DIRECTIONS FOR THIS TASK: Read through the listing below and return only the lines containing "conflict".
____
PR #474, opened 2026-08-11
Restrict UCX transports in the conda test environment

timryanb:
The mpich variants abort in MPI_Init when UCX finds an RDMA device it cannot open, which has failed the linux-64 complex deploy since v3.12.2.


A-CGray (approved):
I have no idea what this does but I'm assuming it fixes some error that you ran into?

timryanb:
> I have no idea what this does but I'm assuming it fixes some error that you ran into?

Sorry, yes this fixes an issue that we were seeing with the post build tests for the complex MPICH linux build [here](https://github.com/smdogroup/tacs/actions/runs/31410998606) @A-CGray

PR #476, opened 2026-08-29
[CI debug] Surface the silent tecio solve failure on macOS

eirikurj:
Temporary debugging of the failing macOS CI, not for merge.

### DIFF
--- a/.github/workflows/unit_tests.yml
+++ b/.github/workflows/unit_tests.yml
@@ -129,6 +129,20 @@ jobs:
           echo "::group::solve probe: tecio + numpy>=2 (what CI actually asks for)"
           mamba install -c smdogroup -c conda-forge tecio "numpy>=2" --dry-run -y || true
           echo "::endgroup::"
+          # Force the channel so the solver must report WHY it cannot use smdogroup's
+          # tecio, instead of silently substituting the same-named conda-forge package.
+          echo "::group::solve probe: smdogroup::tecio + numpy>=2 (expect a conflict report)"
+          mamba install -c smdogroup -c conda-forge smdogroup::tecio "numpy>=2" --dry-run -y || true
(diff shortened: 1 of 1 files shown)


eirikurj:
Superseded for the actual fix by #478, which installs tecio into its own env. Keeping this open for the solver output until #478 is green.

eirikurj:
Closing. Fix proposed in #478.

**Root cause:** two different packages are named `tecio`. `smdogroup::tecio 2021.2` is the Tecplot C library f5totec needs; `conda-forge::tecio 2.0.6` is an unrelated pure-python reader with no headers. Because the workflow installed the bare name into the test env, the solver could choose between them on cost:

- `conda-forge::tecio`: 5 installs, 6 MB, no downgrades
- `smdogroup::tecio`: 14 installs, 2 removals, 11 build changes, 5 downgrades, 113 MB — because its `boost` run-dep pulls `libboost` -> `icu <76`, forcing removal of the LLVM 23 toolchain and downgrades of icu, libxml2 and libpsl

Neither is unsatisfiable, so nothing errored. The expensive branch got more expensive when conda-forge moved to libcxx/LLVM 23.1.0, the solver flipped to the cheap wrong package, and the failure surfaced only as `fatal error: 'TECIO.h' file not found` at compile time. This is why it broke with no change to this repo and no change to either tecio package.

**Fix (#478):** install tecio into its own env with the channel named explicitly, and verify the header and static lib exist before compiling. Confirmed green on macOS and Linux.

**Still worth doing:** rebuild `smdogroup::tecio` without the `boost` run dependency. It is the sole source of the expensive branch and is a build-time leak — #478's CI links `libtecio.a` from an env with no boost at all, so the static library plainly does not need it. See the maintainer note in #478.

PR #936, opened 2023-07-18
fix: ui fixes

0xKheops:
Bundle of small fixes, following tailwind rampage : 
- Popup's zoom reset
- overflow issue in send funds confirm page
- button in button DOM error on total porfolio button => fixed using 2 containers on top of each other
- target of "Portfolio" button in sidebar
- NavLink invalid props
- classNames usage (overrides should be last)


alecdwm (approved):
LGTM!

PR #940, opened 2023-07-19
feat: sync watched accounts between extension and portal

tien:


apps/extension/src/core/constants.ts
```diff
@@ -31,7 +31,7 @@ export const API_KEY_ONFINALITY = process.env.API_KEY_ONFINALITY
 
 export const IPFS_GATEWAY = "https://talisman.mypinata.cloud/ipfs/"
 
-export const TALISMAN_WEB_APP_DOMAIN = "app.talisman.xyz"
+export const TALISMAN_WEB_APP_DOMAIN = DEBUG ? "localhost" : "app.talisman.xyz"
```
chidg: Let's have this provided in an env variable, with `app.talisman.xyz` as the default

apps/extension/src/ui/hooks/useAccounts.tsx
```diff
@@ -10,7 +10,7 @@ const INITIAL_VALUE: AccountJsonAny[] = []
 const subscribe = (subject: BehaviorSubject<AccountJsonAny[]>) =>
   api.accountsSubscribe((v) => subject.next(v))
 
-export type UseAccountsFilter = "all" | "watched" | "owned" | "portfolio"
+export type UseAccountsFilter = "all" | "watched" | "owned" | "portfolio" | "dapp" | "portal"
```
chidg: I don't understand the need for the two new filter types, when `owned` or `all` would have done the job?

chidg (changes requested):
Pretty good! Couple of small changes suggested.

apps/extension/src/core/constants.ts
tien: Make sense, would the name `PORTAL_DOMAIN` be sufficient of do we want the full `TALISMAN_WEB_APP_DOMAIN`?

apps/extension/src/core/handlers/Extension.ts
```diff
@@ -86,11 +86,7 @@ export default class Extension extends ExtensionHandler {
             .filter(([, site]) => site.connectAllSubstrate)
             .forEach(async ([url, autoAddSite]) => {
               const newAddresses = Object.values(addresses)
-                .filter(
-                  ({ json: { address, meta } }) =>
-                    meta.origin !== AccountTypes.WATCHED &&
-                    !autoAddSite.addresses?.includes(address)
-                )
+                .filter(({ json: { address } }) => !autoAddSite.addresses?.includes(address))
```
chidg: Because we might have `connectAllSubstrate` on other sites in future, we should still do the check for `meta.origin !== AccountType.Watched` here if the site is not the Portal

apps/extension/src/ui/hooks/useAccounts.tsx
tien: This is so:
- Developers doesn't have to keep a mental model of what accounts are available to DApp (it's in the function signature and definition). So less error-prone, easier understanding and debugging.
- Ability to add more subdivisions later on

apps/extension/src/core/handlers/Extension.ts
tien: Let me know if https://github.com/TalismanSociety/talisman/pull/940/commits/c80f187e4f1a355688f990ee9309e7998ba1452a works

apps/extension/src/core/constants.ts
alecdwm: We fixed this in another PR - maybe revert on this one so it doesn't conflict?

https://github.com/TalismanSociety/talisman/pull/995/files?w=1#diff-033eebf693f40c470c273d6f1866dc2d72d3e28f6d0dfb7901454d218fdb1352L42-R46

Or not - I can just rebase if this gets merged first

chidg (approved):
LGTM

PR #942, opened 2023-07-19
Move feature flags to github hosted TOML config

chidg:


apps/extension/src/core/handlers/Extension.ts
```diff
@@ -97,12 +101,43 @@ export default class Extension extends ExtensionHandler {
       DEBUG || TEST ? 0 : 2000
     )
 
+    // setup polling for config from github
+    let CONFIG_UPDATE_INTERVAL = 1000 * 60 * 5 // 5 minutes
+    const MAX_CONFIG_UPDATE_INTERVAL = 1000 * 60 * 60 // 1 hour
+    setInterval(() => {
+      try {
+        this.getRemoteConfig()
```
0xKheops: async function here, errors woudln't be caught.
might want to use prom.catch() pattern

apps/extension/src/core/handlers/Extension.ts
```diff
@@ -97,12 +101,43 @@ export default class Extension extends ExtensionHandler {
...
+      } catch (e) {
+        // exponential backoff for rate limits
+        if (
+          (e as Error).message === CONFIG_RATE_LIMIT_ERROR &&
+          CONFIG_UPDATE_INTERVAL < MAX_CONFIG_UPDATE_INTERVAL
+        )
+          CONFIG_UPDATE_INTERVAL = CONFIG_UPDATE_INTERVAL / 2
```
0xKheops: if exponential fallback i guess timeout must be increased

```suggestion
          CONFIG_UPDATE_INTERVAL = CONFIG_UPDATE_INTERVAL * 2
```

apps/extension/src/core/handlers/Extension.ts
```diff
@@ -97,12 +101,43 @@ export default class Extension extends ExtensionHandler {
...
     this.initDb()
     this.initWalletFunding()
     this.checkSpiritKeyOwnership()
     this.cleanup()
   }
 
+  private async getRemoteConfig() {
+    const config = await getConfig()
+
+    featuresStore.set({
```
0xKheops:
```suggestion
    await featuresStore.set({
```

0xKheops (changes requested):
found a problem on error & exponential fallback logic

also, i thought we were using onfinality api key for substrate still, but our logic prevented that as it was using the flag suffixed with _EVM.
I'm wondering if we should add it back by setting apikey on chaindataProvider object

apps/extension/src/core/handlers/Extension.ts
0xKheops: if method doesn't return anything, might want to rename it to `updateRemoteConfig`

chidg: renamed to `fetchRemoteConfig`

0xKheops (approved):
LGTM

PR #953, opened 2023-07-21
feat: inject private provider on staging portal

0xKheops:


apps/extension/src/core/page.ts
```diff
@@ -48,16 +48,12 @@ function inject() {
...
   injectEthereum(messageService.sendMessage)
 
-  // Custom `injectSub` endpoint used by app.talisman.xyz
-  // to access the ChainConnector instance of the wallet
-  const injectSubstrateHostnames = [
-    // always inject on https://app.talisman.xyz
-    TALISMAN_WEB_APP_DOMAIN,
+  // Inject restricted substrate provider for Talisman dapps
+  const regAllowPrivateProvider = DEBUG
+    ? /(^app.talisman.xyz$)|(.talisman.pages.dev$)|(^localhost$)/i
```
alecdwm: Afaik these `.` symbols are interpreted as `any character (except for line terminators)`

Which means the following hosts match the regex:
- `appatalisman.xyz`
- `appbtalisman.xyz`
- `app-talisman.xyz`
- etc

I think we should instead use something like this:
`(^app\.talisman\.xyz$)|(.+\.talisman\.pages\.dev$)|(^localhost$)`

Or alternatively, I'd vote we ditch regex and just do:
```ts
const testHostname = (hostname: string) =>
  (DEBUG && hostname === 'localhost') ||
  hostname === TALISMAN_WEB_APP_DOMAIN ||
  hostname.endsWith('.talisman.pages.dev')
```

Not as pretty as regex, but there's no hidden edge cases!

0xKheops: good catch! thanks

alecdwm (approved):
LGTM!

PR #961, opened 2023-07-24
fix: instruct vscode to ignore PR for dev branch

0xKheops:
Leverage a vscode setting that "Prevents branches that are associated with a pull request from being automatically detected. This will prevent review mode from being entered on these branches."

Since dev was branched off main, vscode keeps thinking that we intend to make a PR from it. This setting fixes that.


alecdwm (approved):
Nice!

PR #962, opened 2023-07-24
Better error handling in getConfig

chidg:
Handle errors in fetching to prevent Sentry error TALISMAN-EXTENSION-T1Z

### DIFF
--- a/apps/extension/src/core/util/getConfig.ts
+++ b/apps/extension/src/core/util/getConfig.ts
@@ -1,5 +1,6 @@
 import { TALISMAN_CONFIG_URL } from "@core/constants"
 import { FeatureVariants } from "@core/domains/app/types"
+import { log } from "@core/log"
 import toml from "toml"
 
 type Config = {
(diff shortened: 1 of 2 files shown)


apps/extension/src/core/util/getConfig.ts
```diff
@@ -8,8 +9,15 @@ type Config = {
 
 export const CONFIG_RATE_LIMIT_ERROR = "Rate Limit Exceeded"
 
-export const getConfig = async (): Promise<Config> => {
-  const response = await fetch(TALISMAN_CONFIG_URL)
+export const getConfig = async (): Promise<Config | null> => {
+  try {
+    // eslint-disable-next-line no-var
+    var response = await fetch(TALISMAN_CONFIG_URL)
```
alecdwm, line 15: Something to check - I don't think that `fetch` raises an error when the response is not `HTTP 200`.

So we might want another `if` which throws an error if [response.ok](https://developer.mozilla.org/en-US/docs/Web/API/Response/ok) is false.

Otherwise we'll see toml parser errors when the network / github is down.

chidg: Correct, i'll add something for that

0xKheops (approved):
LGTM

PR #964, opened 2023-07-24
chore: add license to monorepo root

alecdwm:
I noticed we have the license on every package in this repo, but not on the repo itself.

I was hoping to change this so that I can use this badge:

[license](https://github.com/TalismanSociety/talisman/blob/dev/LICENSE)


0xKheops (approved):
LGTM !

PR #965, opened 2023-07-24
fix: delete LICENSE for package which doesn't exist

alecdwm:
We have a LICENSE file at `packages/talisman-utils/LICENSE` but `talisman-utils` doesn't exist.

This PR deletes it.

It also fixes the CI, which before this PR would break if we try and remove any packages from the repo.


0xKheops (approved):
LGTM

PR #973, opened 2023-07-28
fix: persist collapsed folders in dashboard account selector

alecdwm:


apps/extension/src/core/domains/app/store.settings.ts
```diff
@@ -9,6 +9,7 @@ export interface SettingsStoreData {
   hideBalances: boolean
   allowNotifications: boolean
   selectedAccount?: string // undefined = show all accounts
+  collapsedFolders?: string[] // persists the collapsed folders in the dashboard account picker
```
chidg, line 12: Would it be possible to store this in the accounts catalog store rather than the settings?

chidg (approved):
LGTM

PR #975, opened 2023-07-29
fix: popup size issues

### LINKED ISSUE #963: Padding issue on Firefox
Incorrect right-padding on firefox, non reproductible on chrome.
Identified on conviction voting sign view, but might be present on other screens

image

0xKheops:
- Fixes #963 

#963 was due to the fact that there may be a delta between window.innerWidth and window.outerWidth on some OS/browsers. This is also true for height.

Details :
- This PR will resize the popup when it loads to take the size delta into account, if and only if necessary.
- Since this delta is always the same for a given OS/browser, it will be stored in app state so next popups can be open directly with the perfect size
- Also found a way to reset zoom only for the popup, without touching dashboard's zoom level. this works only on chromium browsers though.

Note : zoom still has to be reset, otherwise the size delta cannot be adjusted accurately. tried with a lot of formulas, and sadly i didn't find one that works.

Tested on : 
- [x] Windows chrome, brave and firefox - all with & without OS custom scale
- [x] Linux chrome, brave and firefox
- [ ] MacOS chrome, brave, direfox and Arc

Could anyone test & if necessary adjust this for Arc please ?

### DIFF
--- a/.changeset/quiet-ears-remain.md
+++ b/.changeset/quiet-ears-remain.md
@@ -1,0 +1,5 @@
+---
+"talisman-ui": patch
+---
+
+popup borders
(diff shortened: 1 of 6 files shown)


chidg (approved):
LGTM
____
ANSWER FOR THIS EXERCISE:
+          echo "::group::solve probe: smdogroup::tecio + numpy>=2 (expect a conflict report)"
alecdwm: We fixed this in another PR - maybe revert on this one so it doesn't conflict?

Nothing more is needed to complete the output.